We all have "dream jobs" we'd be curious to try out, or wish we'd thought of at a younger age, or wish we'd had the circumstances and resources and natural gifts to break into. Often, we find ways to utilize aspects of those jobs in our lives even if we can't be doing them full time or earning a full income from them. One of my "dream jobs" is wildlife rehabilitator. I've even taken a course on it. But I can't afford to set up a full facility (wildlife rehabilitators are entirely self-funded), so I foster homeless cats and kittens.

Another of my "dream jobs" is private investigator. I'd be a whiz at it. I've always been very good at digging down and ferreting out obscure information from unusual places. I started out when research meant you went to the library (I have been in the deepest basements of some of the scariest libraries you ever saw). In the age of Google, one of my mottos is, "if I can't find it, it's not on the Internet." (I still love libraries, though!)

But you don't have to be a private detective to find 99 percent of the information you need to live your life. You have to look for it, but it's right there. The trouble is, it seems that basic research skills are a lost art in our society. Kids used to be taught how to do research in school. We were taught where to find different kinds of information, how to evaluate the quality of sources, how to compare sources, who to ask to find out more, how to fact-check, and how to assess information for plausibility, accuracy, completeness and factual content.

We learned how to apply critical thinking, which doesn't mean being pathologically suspicious that you're being lied to. It simply means applying quality control to everything you see and hear, and being prepared to change your conclusions if more information comes to light.

Maybe they aren't teaching these skills to the depth that I learned them in the 1970s. (Are critical thinking and research skills on the MCAS?) But even folks in my generation who ought to know better have gotten pretty darned sloppy.

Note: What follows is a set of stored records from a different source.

PR #4001, opened 2024-06-06
Print error and continue dev on log streaming subscription failure

andrewhassan:

Fixes https://github.com/Shopify/shopify-functions/issues/220

In cases where we encounter an error creating an app log streaming subscription (e.g. the user doesn't have the necessary permissions), the CLI prints the error and continues. This leads to a downstream error halting the `dev` process.

This PR updates the logic such that when there is an error subscribing, the error is printed out and the `dev` process continues.

### How to test your changes?

- Set the `SHOPIFY_CLI_ENABLE_APP_LOG_POLLING=1` and the organization beta flag off
- Start `app dev` and see that an error message is printed, but `dev` continues

### Screenshots

image

### Checklist

- [ ] ~I've made sure that any changes to `dev` or `deploy` have been reflected in the [internal flowchart](https://www.figma.com/file/7vqUp50u6dm48Zfb4JRRn8/CLI3-Internals).~ This link is dead 😢


DuncanUszkay1:
Makes sense to me, but we should add a test to cover this

lopert (approved):

DuncanUszkay1 (approved):
Thanks for taking the time to write up the test :+1:

PR #4008, opened 2024-06-07
Retry app log polling after 429 or 5XX

lopert:

Fixes https://github.com/Shopify/shopify-functions/issues/206

In the event of a 429 or 5XX error, enqueues another attempt at polling.
This prevents `dev` from crashing whenever there's a server error, and also allows the server time to recover instead of continuing to poll with the regular frequency.

### How to test your changes?
Set the app logs controller in partners to always return an error during polling. You can even do this while polling to see different error messages / handling.
My 🎩 

### Measuring impact

### Checklist

### DIFF
--- a/packages/app/src/cli/services/app-logs/poll-app-logs.ts
+++ b/packages/app/src/cli/services/app-logs/poll-app-logs.ts
@@ -5,6 +5,7 @@ import {fetch} from '@shopify/cli-kit/node/http'
 import {Writable} from 'stream'
 
 const POLLING_INTERVAL_MS = 450
+const POLLING_BACKOFF_INTERVAL_MS = 10000
 const ONE_MILLION = 1000000
 
 const generateFetchAppLogUrl = async (cursor?: string) => {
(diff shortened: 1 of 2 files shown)


packages/app/src/cli/services/app-logs/poll-app-logs.ts
```diff
@@ -41,15 +42,31 @@ export const pollAppLogs = async ({
...
+          stdout,
+          appLogsFetchInput: {
+            jwtToken,
+            cursor: undefined,
+          },
+          apiKey,
+          resubscribeCallback,
+        }).catch((error) => {
+          throw new Error(`${error} error while fetching.`)
+        })
```
lopert, line 66: Added this because of the lint rule, but it feels odd. There's a few different places now that all have similar catch/re-throw lines. Any thoughts on a way to clean this up while still keeping the linter happy?

DuncanUszkay1: What was the lint violation?

mssalemi (approved):
LGTM! For the lint rule, I think its ok given we do something similar later in this file.

packages/app/src/cli/services/app-logs/poll-app-logs.ts
```diff
@@ -41,15 +42,31 @@ export const pollAppLogs = async ({
...
+        pollAppLogs({
+          stdout,
+          appLogsFetchInput: {
+            jwtToken,
+            cursor: undefined,
+          },
+          apiKey,
+          resubscribeCallback,
+        }).catch((error) => {
+          throw new Error(`${error} error while fetching.`)
```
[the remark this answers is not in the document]
lopert: Doesn't look like it does, I'll look into this a bit more because the output is a bit sad:
```
Error: Error: Error while fetching: {"errors":["hadoken"]} error while fetching.
```

PR #4023, opened 2024-06-10
Cache CLI package version

amcaplan:

`shopify version` should be fast. Checking for a new version makes it slower. We should do this a max of once daily.

Limits checks to once daily, otherwise we use the cached value.

### How to test your changes?

`p shopify:run version` should become faster. No wait between displaying current local version and latest version on npm.

### Measuring impact

### Checklist

### DIFF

If you understand how to find information--and how obvious most of it is--you're practically immune to conspiracy theories. The number of people who have swallowed outlandish fantasies like QAnon is Exhibit A in the case for the death of critical thinking skills. If you've decided that all sources are unreliable except the ones that tell you what you want to hear, and if you do all your "research" on YouTube while remaining oblivious to how manipulative and slickly fabricated YouTube videos are...you're down a rabbit hole that you may never climb out of.

But a much lesser issue I see is "crowd-sourcing" basic questions. I sometimes feel like "Solve It 7" on Facebook because I am always answering basic questions people asked their Facebook friends--when 30 seconds of Googling or a phone call right to a town office or business would have told them exactly what they wanted to know.

Another chronic problem on social media is people immediately going into fits of rage over a question or complaint posted by someone who is exaggerating, clueless or doesn't know the whole story. By the time a few people post some facts, there are often dozens of nested comments by people ranting about corrupt town boards and going off on wild tangents, and the serious answers are buried in the lengthy thread.

Winchendon has a new Town Manager now, Justin Sultzbach, whose mission in town government is to help people understand the facts about what's going on in their town and how it works. If you really think you can't trust the people who are volunteering to keep your town running, either you should run for office or move somewhere else. But before you do either of those, you might examine your own assumptions and make sure you're really basing them on reality.

After all--before you can check the facts, you have to admit that you might be wrong. Finding out the real truth isn't that hard. You just have to admit that you don't actually know it yet, and work up from there. Asking yourself, "what don't I know about this situation?" before you get emotional will save a lot of misunderstandings and issues, in every part of your life.

They used to call that "humility." It's a virtue the world could use a lot more of these days.